🤖 AI Summary
Existing tools struggle to identify microservice infrastructure architecture patterns across programming languages, primarily due to their reliance on single-language support and the inherent diversity of architectural patterns. This work proposes MicroPAD, the first systematic approach to evaluate the capability of large language models in detecting microservice architecture patterns across multiple languages and heterogeneous software artifacts. Leveraging GPT-5 nano and natural language pattern descriptions, MicroPAD operates without dependence on any specific programming language, enabling pattern recognition in arbitrary codebases. We introduce a manually annotated dataset comprising 190 repositories and demonstrate that MicroPAD effectively detects a range of microservice patterns, achieving F1 scores between 0.09 and 0.70. Our analysis further reveals that pattern salience and artifact clarity are key factors influencing detection performance.
📝 Abstract
Architectural patterns are frequently found in various software artifacts. The wide variety of patterns and their implementations makes detection challenging with current tools, especially since they often only support detecting patterns in artifacts written in a single language.
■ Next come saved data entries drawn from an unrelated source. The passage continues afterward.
PR #3504, opened 2022-08-17
docs: Fix misleading direction

brunocoelho:
Hi there.

The example is below the explanation, not above.

### DIFF
--- a/docs/react-integration.md
+++ b/docs/react-integration.md
@@ -239,7 +239,7 @@ You might be wondering, when do I apply `observer`? The rule of thumb is: _apply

Large Language Models (LLMs), trained on a diverse range of software artifacts and knowledge, might overcome the limitations of existing approaches. However, their true effectiveness and the factors influencing their performance have not yet been thoroughly examined. To better understand this, we developed MicroPAD. This tool utilizes GPT 5 nano to identify architectural patterns in software artifacts written in any language, based on natural-language pattern descriptions. We used MicroPAD to evaluate an LLM's ability to detect instances of architectural patterns, particularly infrastructure-related microservice patterns. To accomplish this, we selected a set of GitHub repositories and contacted their top contributors to create a new, human-annotated dataset of 190 repositories containing microservice architectural patterns. The results show that MicroPAD was capable of detecting pattern instances across multiple languages and artifact types. The detection performance varied across patterns (F1 scores ranging from 0.09 to 0.70), specifically in relation to their prevalence and the distinctiveness of the artifacts through which they manifest. We also found that patterns associated with recognizable, dominant artifacts were detected more reliably. Whether these findings generalize to other LLMs and tools is a promising direction for future research.